Wasn't there a laptop a year or so back that promoted this as a feature? I recall that the reviews were that it worked, but there was a very slight delay from laptop to TV.

Is it possible that someone could make an app that in essence records the live session and near-instantly then streams it to the TVs DLNA client? Why do you say that's not going to happend on a tablet? What are the technical challenges?


----------



## phat78boy (Sep 12, 2007)

Your talking about WiDi. It is in Intel solution and requires you have hardware installed both for sending and receiving. Most new laptops have an option for this, but it will still require a receive unit connected to the TV. It does work as advertised once everything is in place.

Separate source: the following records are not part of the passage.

PR #827, opened 2021-01-07
[Packaging] solve external projects plugins and libs problems

mathildemerle:
From https://github.com/Inria-Asclepios/medInria-public/pull/687

This PR solves problems with external project packaging: lib not at the right place, duplication of plugins, etc.
For now it has been tested on Ubuntu 20.

This has been developed with @Florent2305.

:m:


mjuhoor:
Cool. I'll approve when it's tested on mac (and windows ?)

Florent2305 (approved):
I am biased because I myself participated very greatly in this PR.
But it has been tested on several different platforms with some success, so I approve of it.

PR #834, opened 2021-01-13
[StatsROI] useless call to empty()

mathildemerle:
From a compilation from scratch i saw a warning `ignoring return value of 'bool std::vector<_Tp, _Alloc>::empty() const [with _Tp = double; _Alloc = std::allocator<double>]', declared with attribute nodiscard [-Wunused-result]`. 

The call to `this->computedOutput.empty();` is wrong because it does not clear the vector (we should use `clear()` instead), it only tests if the vector is empty or not. However, here, it is not needed to test if the vector is empty, or to clear it, so i removed the line.

:m:

### DIFF
--- a/src/layers/legacy/medUtilities/statsROI.cpp
+++ b/src/layers/legacy/medUtilities/statsROI.cpp
@@ -2,12 +2,14 @@
 
  medInria
 
- Copyright (c) INRIA 2013 - 2020. All rights reserved.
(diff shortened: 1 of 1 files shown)


fcollot (approved):

mathildemerle:
This PR has been rebased

Florent2305 (approved):
Ok

PR #836, opened 2021-01-14
set_lib_install_rules: remove useless headers_list

fcollot:
The `headers_list` argument is not used and prevents calling this macro on libs that do not have associated headers (which is the case for bindings libraries).

### DIFF
--- a/src/cmake/module/set_lib_install_rules.cmake
+++ b/src/cmake/module/set_lib_install_rules.cmake
@@ -11,7 +11,7 @@
 #
 ################################################################################
 
-macro(set_lib_install_rules_generic target dest headers_list)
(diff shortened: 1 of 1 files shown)


mathildemerle:
We used like this the headers on external libs: https://github.com/Inria-Asclepios/music/pull/826

fcollot:
The parameter is not used in the macro code. It is defined as a required parameter but the macro ignores it and accesses the headers list using ARGV (which contains all the arguments). Removing the parameter has no effect on any invocation of the macro (but has the bonus side effect of allowing us to use ARGN to access the headers: see https://cmake.org/cmake/help/latest/command/macro.html)

mathildemerle (approved):

PR #841, opened 2021-02-05
[medPython] Initialization

fcollot:
Initializes the Python interpreter at the start of the application. For now this uses the Python interpreter installed on the system, which must be Python 3 (and ideally 3.9). You need the Python 3 development headers to compile, and the application will crash if the executable is run without Python 3 installed. At a later time I'll look into how we include the interpreter in the package.
_(This component is mostly empty for now but the upcoming PRs will add to it)_

### DIFF
--- a/src/layers/medPython/cmake/python_utils.cmake
+++ b/src/layers/medPython/cmake/python_utils.cmake
@@ -1,0 +1,17 @@
+################################################################################
+#
+# medInria
+
+# Copyright (c) INRIA 2021. All rights reserved.
+
+# See LICENSE.txt for details in the root of the sources or:
+# https://github.com/medInria/medInria-public/blob/master/LICENSE.txt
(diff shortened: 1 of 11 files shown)


src/layers/medPython/cmake/python_utils.cmake
```diff
@@ -0,0 +1,17 @@
...
+
+# See LICENSE.txt for details in the root of the sources or:
+# https://github.com/medInria/medInria-public/blob/master/LICENSE.txt
+
+# This software is distributed WITHOUT ANY WARRANTY; without even
+# the implied warranty of MERCHANTABILITY or FITNESS FOR A PARTICULAR
+# PURPOSE.
+#
+################################################################################
+
```
fcollot, line 15: There will be more code here later.

PR #847, opened 2021-02-16
[iterativeClosestPoint] Add Export Transformation Matrix Option

aarrieul:
Add an option to get the transformation matrix of an iterative closest point process. 
Use it to transfer points from a patient to another.

### DIFF
--- a/src/plugins/legacy/iterativeClosestPoint/iterativeClosestPointProcess.cpp
+++ b/src/plugins/legacy/iterativeClosestPoint/iterativeClosestPointProcess.cpp
@@ -27,6 +27,7 @@
 #include <vtkMetaDataSet.h>
 #include <vtkMetaSurfaceMesh.h>
 #include <vtkSmartPointer.h>
+#include <vtkMatrix4x4.h>
 
 // /////////////////////////////////////////////////////////////////
 // iterativeClosestPointProcessPrivate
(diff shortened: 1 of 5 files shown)


mathildemerle (approved):

src/plugins/legacy/iterativeClosestPoint/iterativeClosestPointProcess.cpp
```diff
@@ -184,6 +220,36 @@ int iterativeClosestPointProcess::update()
     return medAbstractProcessLegacy::SUCCESS;
 }
 
+
+void iterativeClosestPointProcess::exportTransformMatrix()
+{
+    if (d->exportMatrixState == 2)
+    {
+        QByteArray matrixStr;
+        matrixStr += "# Transformation matrix from " + d->sourceName + " to " + d->targetName + "\n";
```
paulineMig, line 229: Because you are adding a comment as the first line your export file is not usable as it in meshManipulation toolbox. You need to modify  importTransform function of this toolbox so it can skip commented lines

aarrieul: Problem solved

paulineMig (approved):

Florent2305 (approved):
ok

The challenge for streaming a "desktop" session from a tablet is pure horsepower. A solution more likely to work would be to use remote desktop to a computer that is streaming or "connected" to your TV.


----------



## itzme (Jan 17, 2008)

phat78boy said:


> Your talking about WiDi. It is in Intel solution and requires you have hardware installed both for sending and receiving. Most new laptops have an option for this, but it will still require a receive unit connected to the TV. It does work as advertised once everything is in place.
> 
> The challenge for streaming a "desktop" session from a tablet is pure horsepower. A solution more likely to work would be to use remote desktop to a computer that is streaming or "connected" to your TV.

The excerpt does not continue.